EXERCISE DETAILS: Please write out each entry that follows, keeping it exactly the same.

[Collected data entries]
···
PR #491, opened 2016-12-18
Refactor GhostNote tests

Silverwolf90:
* Added `GhostNote` to `Factory`
* Added a `.getVoices` method to `Factory` so that the created voices can be accessed.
···
ANSWER TO THIS PROBLEM:
PR #491, opened 2016-12-18
Refactor GhostNote tests

Silverwolf90:
* Added `GhostNote` to `Factory`
* Added a `.getVoices` method to `Factory` so that the created voices can be accessed.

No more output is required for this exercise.